On the eighth evening after I left the powersledge, I saw the lights of Gelm shine in the distance. I looked at the lights as if they were interlopers from another world, as if I had already accepted that my sledging would go on forever, and was surprised that it wouldn't. Should I go on tonight? But no--it was late, and I didn't know how long a distance it would be. Lights could be deceptive.

So I set up camp. For the first time in several days, I let myself think about what Feneth would say. What if I had lost Feneth's trust by rushing off on my own? The thought chilled me like ice water. I hadn't known how much our partnership was worth to me until I knew I might lose it. But I could do nothing about it tonight, and I made myself go to bed, although I didn't sleep well.

It took me half of the next day to reach Gelm, so I was glad I hadn't attempted it last night. I climbed the last bit of the way--Gelm was up on the hillside, no doubt to avoid the spring floods--and rapped on a door.

It opened, and I was invited in. "I'm Beshem Sord of Gernahan," I said. "I left here some time ago to go to Nostem with the mail, but I had some trouble on the way back. Is Feneth still here?"

Feneth was, and came quickly. "Beshem! Are you well?"

"Yes," I said, pulling off my mittens. "I--I've been very foolish."

"I was afraid you might be dead," Feneth said in a low voice.
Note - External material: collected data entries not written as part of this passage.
Issue #490, opened 2026-07-21
test(deploy): harden against browser-only 500s slipping through deploy


mbradley:
Follow-up to #489 (edge feed-injection 500 on compressed HTML).

#489 fixes the immediate bug. The deeper issue is that a **browser-only 500 sailed through a green production deploy** and stayed live until a user reported it. Three targeted guards, in priority order.

## 1. Deploy verification must exercise the compressed path (highest value)

`scripts/verify-live-bundle.mjs` already fetches apex `/` (an injected route) after every deploy — but it fetches **identity** HTML to read the entry-bundle hash, so it never sends `Accept-Encoding: br` and never sees the compressed 500. Every browser sends `br`.

Add a check that fetches the injected routes (apex `/` + a `/discovery` tab) with a browser `Accept-Encoding` and asserts 2xx, failing the deploy otherwise. Status only — the body is compressed and intentionally not decoded. This single change would have turned the #409 deploy red before anyone saw it, and it matches the "deploys go green while serving stale" failure mode we've hit before (#426).

## 2. Top-level error boundary in the edge worker

`handleRequest` has no top-level try/catch, so any unhandled throw becomes a raw 500 for the whole page — that is exactly how #489 surfaced. Wrap it so an unexpected throw is logged and degrades to a safe response instead of a naked 500. Defense-in-depth for the class, not just this bug.

Open design question: on an unhandled error, serve the plain SPA shell (200, app boots client-side) vs. a controlled error page. Serving the shell keeps the site usable but can mask failures; a controlled error is honest but user-visible. Needs a call before implementing.

## 3. Regression test for injection against a compressed response

No test exercises the worker's injection path with a compressed static body. Add one — needs a small test seam (extract the read -> inject -> fallback flow) or a local `fastly compute serve` smoke check — so this can't regress silently.

---

Guard #1 in progress.

PR #491, opened 2026-07-21
fix(deploy): fail deploy when injected routes 500 for browsers

mbradley:
## What

Fails a production deploy if the edge-injected routes (apex `/` and a `/discovery` tab) return a non-2xx to a browser client.

## Why

This is the exact gap that let #489 ship. `verify-live-bundle.mjs` already fetches apex `/` after every deploy, but it fetches **identity** HTML to read the entry-bundle hash, so it never sends `Accept-Encoding: br` and never sees the compressed 500 that every browser hit. The deploy went green while browsers 500'd, and it stayed live until a user reported it.

## How

New `verifyInjectedRoutesOk`: fetches each injected route with a browser `Accept-Encoding: gzip, deflate, br` and asserts 2xx. It only reads the status — the body is compressed and intentionally not decoded. Short retry budget on purpose: a real 500 here is deterministic and won't self-heal, so it fails fast rather than waiting out the KV-propagation window the bundle check needs. Wired into the existing post-publish verify step; routes and retry budget are configurable via `VERIFY_INJECTED_*` env.

## Verification

- 5 new unit tests: passes on 2xx, fails the deploy on a 500, asserts the browser `Accept-Encoding` is actually sent, retries transient failures/throws. 22 tests in the file, all green; eslint clean.

Guard 1 of #490. Follow-up to #489.

### DIFF
--- a/scripts/verify-live-bundle.mjs
+++ b/scripts/verify-live-bundle.mjs
@@ -21,6 +21,12 @@ const FETCH_TIMEOUT_MS = 10000;
 const execFileAsync = promisify(execFile);
 const CURL_STATUS_MARKER = '\n__HTTP_STATUS__:';
 
+// What every real browser sends. The bundle check below fetches identity HTML (so it can
+// read the entry <script>), which means it never exercises the compressed response path —
+// so a compressed-only 500 (#489) sails through a green deploy. verifyInjectedRoutesOk uses
+// this to assert the injected routes actually serve browsers.
+const BROWSER_ACCEPT_ENCODING = 'gzip, deflate, br';
+
 function headerEntries(headers = {}) {
   if (typeof Headers !== 'undefined' && headers instanceof Headers) {
     return Array.from(headers.entries());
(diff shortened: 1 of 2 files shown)


scripts/verify-live-bundle.mjs
```diff
@@ -208,6 +277,18 @@ if (invokedDirectly) {
   const attempts = numberFromEnv('VERIFY_BUNDLE_ATTEMPTS', 18);
   const delayMs = numberFromEnv('VERIFY_BUNDLE_DELAY_MS', 20000);
 
+  // Edge-injected routes (apex landing + a /discovery tab) are the only ones that read and
+  // rewrite the HTML at the edge, so they are the only ones that can 500 on compressed input
+  // (#489). A deterministic 500 here won't self-heal, so use a short retry budget that only
+  // absorbs a cold-start blip rather than the KV-propagation window the bundle check needs.
+  const injectedUrls = (process.env.VERIFY_INJECTED_URLS
```
jalcine, line 284: Should make this more of a hard failure instead of defaulting to some URLs (like in what case would this be empty? even for local testing we should be explicit).

jalcine (approved):
A small nit but LGTM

"I got to Nostem all right, but then I overturned the powersledge on the way back," I said. "I couldn't right it again, so I took the emergency gear and skied instead." It seemed strange that my journey could be described in so few words.

I bit my chapped lip, then said again. "It was foolish to go on my own. I know it."
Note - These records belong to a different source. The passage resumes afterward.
PR #492, opened 2026-07-21
test(worker): cover feed injection fallback flow

jalcine:
## Summary

Extracts the feed-data injection logic (building the `__DIVINE_FEED__` script tag, preload links, and `</head>` replacement) from the Fastly Compute worker into a testable helper. Also adds a guarded read -> inject -> fallback seam so worker tests can assert injection failures degrade to static passthrough.

## Motivation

"It was," Feneth said, with a keen glance at me as if wondering if I was telling the whole story. "I did something like it myself once. It's strange--no matter how many times people tell you something is dangerous, it doesn't sink in until you have to face the consequences yourself."

I wondered what it was that Feneth had done, but didn't ask.

It felt strange to have a roof over my head again, but I was grateful. I washed and dressed in borrowed clothes, warm and dry, and slept that night in a bed.

Feneth and I waited in Gelm until we could get a ride north with the next road-packer to come through, and by rigging cables to the road-packer, we got the powersledge righted with little trouble.

"You'd better drive," I said.

Feneth laughed. "So it can be my fault if the sledge overturns again?"

But the road was newly packed, and our journey south passed with no trouble, picking up south-bound mail on our way to Rer.

The next day, I sent a letter to Sertho at Otherhord, saying,

 _I have learned from winter what I never learned at the Fastness. I will see you in the summer._

 _Beshem_

***

I never did become an Indweller at the Fastness, though I spent much time there. I was still too fond of _doing_ for that, although it seemed to me that pulling a sledge was not a bad example of _doing without doing_.

Feneth and I pulled in harness several more winters, working as couriers together, until the winter when I made my first journey on the Kerm Ice. But that is a story for another day.

**Author's Note:**

> Oh, the pronoun headache. After thinking about it for some time, I finally elected not to use third person pronouns at all for people in somer, and to use he and she for people in kemmer and for "perverts". This wasn't as hard as I thought it would be, but there are a couple of places where I felt I was repeating people's names a little too much. I hope it didn't detract from the story too much. (I'm also very grateful I didn't have to omit pronouns from the sex scenes--that would be hard!)
> 
> I used Le Guin's translation of the Tao Te Ching (which I totally recommend!) for extra inspiration when writing about the Handdara religion, since Handdara thought seems like it's inspired by Taoism. The quote _Life and death define each other; heat and cold shape each other_ is inspired by the second verse (p. 4), though the pairs of opposites are different--I thought the hot/cold one would be especially appropriate to Gethen. The phrase _to do without doing_ is also from the second verse, where it's phrased _That's why the wise soul/does without doing_.